La signature avec l’outil du noyau scripts/sign-file est une méthode fiable ; le script fait partie du build du noyau et utilise une clé privée (pem) plus le certificat.

Shell
# Signieren eines Moduls (Host-seitig)
KERNEL_DIR=/lib/modules/$(uname -r)/build
${KERNEL_DIR}/scripts/sign-file sha256 /root/mok.priv /root/mok.pem /lib/modules/$(uname -r)/extra/mydriver.ko
# Modul prüfen
modinfo /lib/modules/$(uname -r)/extra/mydriver.ko | egrep -i "sign|sig_hash" || true
# MOK Import (queued - enrollment beim nächsten Reboot erforderlich)
mokutil --import /root/mok.der

Pourquoi cela fonctionne : le noyau vérifie au chargement le checksum signé. Si aucun certificat valable n’est présent dans le firmware/MOK, le chargement est refusé.
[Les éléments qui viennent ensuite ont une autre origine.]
PR #746, opened 2024-08-16
[bugfix] Check also for curr not null in the while loop

vincentfretin:
Use the ?. operator here to check for undefined or null before accessing isEntity. We got an error at this place one time on 3dstreet because parentNode was null. Note that it makes more sense to check for null here because parentNode can returns null, never undefined normally.


dmarcos:
Awesome

PR #202, opened 2024-02-03
Refactor: added missing resources and separated cluster-scoped resources

doronkg:
The following resources were missing from the `kor` Helm chart RBAC:
- jobs
- replicasets
- persistentvolumes
- customresourcedefinitions

In addition, the following resources are cluster-scoped and won't have any effect when listed under `read-resources-role`, only under `read-resources-clusterrole`:
- namespaces
- clusterroles
- clusterrolebindings

### DIFF
--- a/charts/kor/templates/role.yaml
+++ b/charts/kor/templates/role.yaml
@@ -10,7 +10,6 @@ rules:
     resources:
       - pods
       - configmaps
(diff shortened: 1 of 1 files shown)


yonahd (approved):
LGTM
Thanks

PR #210, opened 2024-02-23
Feat: Added version subcommand

doronkg:
Added `version` subcommand for users to view `kor` version not through querying commands (banner display).

```
$ kor version
kor version: v<release>
```


yonahd (approved):
LGTM

Issue #218, opened 2024-03-04
Feature: In-cluster exporter configuration 


hrytsai:
**Is your feature request related to a problem? Please describe.**
We run kor outside of the cluster with option provided below and got expected result: list of unused configmaps,secrets and pvc's in namespace
`kor configmap,secret,persistentvolumeclaim -n kor-test-namespace`
And now we want to reproduce this scenario but in cluster with export mode.

**Describe the solution you'd like**
Possibility to configure kor to export prometheus metric only from 1 namespace and reduce list of resources, for example only for: configmap,secret,persistentvolumeclaim in "In cluster" mode ?
Something like: 
`kor exporter -n columbus-data-platform-dev -r configmap,secret,persistentvolumeclaim (List of included resources, by default it can be: all)`

**Describe alternatives you've considered**

**Additional context**
We want use kor in environment where each project is isolated in own Project\Namespace in OpenShift 4.x platform and should keep tracking unused resources separately.

Yuni-sa:
@yonahd can I be assigned to this?

yonahd:
@Yuni-sa I believe namespaces are already supported

Yuni-sa:
@yonahd ,Yes it seems they do work as intended, I think I would add the functionality using GetUnusedMulti().

what do you think would be better:

```kor exporter svc,ing,pod -n namespace```
or 
``` kor exporter -r svc,ing,pod -n namespace```

yonahd:
I actually think the proper setup may be

`kor svc, ing -n namespace -exporter `

But using our current code we can do it with -r

PR #229, opened 2024-03-25
Feat: Add support for multiple resources in Exporter function

Yuni-sa:
solves #218
allows you to select which types of unused resources you want to find:
``kor exporter --resources svc,deploy,ing -n namespace`` , can also use `-r` for short.

if resources are not specified it defaults to all resources.

### DIFF
--- a/pkg/kor/exporter.go
+++ b/pkg/kor/exporter.go
@@ -80,8 +80,9 @@ func exportMetrics(filterOptions *filters.Options, clientset kubernetes.Interfac
 }
 
 func getUnusedResources(filterOptions *filters.Options, clientset kubernetes.Interface, apiExtClient apiextensionsclientset.Interface, dynamicClient dynamic.Interface, outputFormat string, opts Opts, resourceList []string) (string, error) {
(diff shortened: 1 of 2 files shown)


pkg/kor/exporter.go
```diff
@@ -77,3 +78,10 @@ func exportMetrics(filterOptions *filters.Options, clientset kubernetes.Interfac
 		}
 	}
 }
+
+func getUnusedResources(filterOptions *filters.Options, clientset kubernetes.Interface, apiExtClient apiextensionsclientset.Interface, dynamicClient dynamic.Interface, outputFormat string, opts Opts, resourceList []string) (string, error) {
+	if len(resourceList) > 0 {
```
yonahd, line 83: edge case here might be when a user enters all

yonahd (commented):
Looks good overall. small comment

pkg/kor/exporter.go
Yuni-sa: good catch!

yonahd (approved):
LGTM
Thanks!

PR #233, opened 2024-04-03
Show unused reason 

yonahd:


yonahd:
@luisdavim Can you take a look at this idea
For ticket https://github.com/yonahd/kor/issues/167

doronkg:
I suggest renaming `--print-reason` flag to `--show-reason` in similarity to kubectl flags.

pkg/kor/all.go
```diff
@@ -23,6 +23,11 @@ type ResourceDiff struct {
 	diff         []string
 }
 
+type ResourceDiff2 struct {
```
luisdavim, line 26: why a new type?

pkg/kor/all.go
```diff
@@ -23,6 +23,11 @@ type ResourceDiff struct {
...
+	resourceType string
+	diff         interface{}
```
luisdavim, line 28: I think that instead of ising an interface why not always use the `ResourceInfo` and depending on the flag, set/display the reson or not...

pkg/kor/all.go
yonahd: This is temporary until I switch them all

pkg/kor/all.go
yonahd: Hmm. This might be significantly cleaner. I'll give it a try

Issue #235, opened 2024-04-17
Map false unused resources: Kind


yonahd:
Find all default resources in a kind cluster that kor flags as unused.
List them
Create an issue to exclude them
Bonus: Open merge request with the exclusions
(example can be found here)

yonahd:
I have docker.io-hostpath in kind (macos)

doronkg:
As mentioned in https://github.com/yonahd/kor/pull/241#issuecomment-2077220002, multiple resources are similar between `minikube` & `kind`. 

@yonahd should I append the differences to the existing exclusion lists for each resource, or await #253?

doronkg:
> I have docker.io-hostpath in kind (macos)

I can perform checks both for Windows & Linux installations, but don't have MacOS, so I'll add that.
Have we performed `minikube` checks for all these distributions as well? @cecobask

cecobask:
Hi @doronkg,

I tested the minikube changes on a MacOS only. Might have to investigate further in a separate ticket. Feel free to open up an issue and I can pick it up soon.

doronkg:
> Hi @doronkg,
> 
> 
> 
> I tested the minikube changes on a MacOS only. Might have to investigate further in a separate ticket. Feel free to open up an issue and I can pick it up soon.

I can take a look on the other OSs for `minikube` and see if additional resources are required for exclusion.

Échecs typiques : la clé n’a jamais été enrollée ou le procédé de signature n’est pas compatible (p.ex. algorithme de hachage incorrect).

Revert rapide — runbooks pour trois scénarios réels

Scénario A : hôte démarre, fonction manquante (p. ex. réseau ou stockage)

  1. Délimiter les symptômes (ip link, lsblk, dmesg).
  2. Vérifier l’état du module (lsmod, modinfo).
  3. Si le mauvais module est actif : blacklist temporaire ou modprobe -r et modprobe en sens inverse.
  4. Si le démarrage précoce est concerné : reconstruire l’initramfs et redémarrer.
Shell
# Prüfbeispiele
ip link show || true
lsmod | egrep "mydriver|alternativedriver" || true
journalctl -k -b --no-pager | tail -n 200
# Temporäre Blacklist (erzwungenes Entfernen)
echo "blacklist newdriver" > /etc/modprobe.d/99-blacklist-newdriver.conf
# Modul entfernen und altes laden
modprobe -r newdriver || true
modprobe -v mydriver || true

Scénario B : l’hôte reste dans l’initramfs ou le root n’est pas montable

Options rapides : basculer le chargeur de démarrage sur un noyau plus ancien (si disponible) ou booter sur une ISO/Kernel de rescue, monter le root, réparer le module/signature/initramfs. Assurez-vous de savoir comment modifier les entrées de boot Grub/EFI ou définir une image de démarrage temporaire.

Shell
# Grub: Default setzen und Update
grub-set-default "Advanced options for Ubuntu>Ubuntu, with Linux 5.15.0-46-generic"
update-grub
# EFI: Bootreihenfolge prüfen und setzen
efibootmgr -v
# Beispiel: Bootnummer 0002 an erste Stelle
efibootmgr -o 0002,0000,0001

Alternative pour des tests plus rapides : kexec (charge un nouveau noyau sans redémarrage firmware). Attention : kexec échoue si les problèmes d’initramfs ne se manifestent qu’après un redémarrage complet.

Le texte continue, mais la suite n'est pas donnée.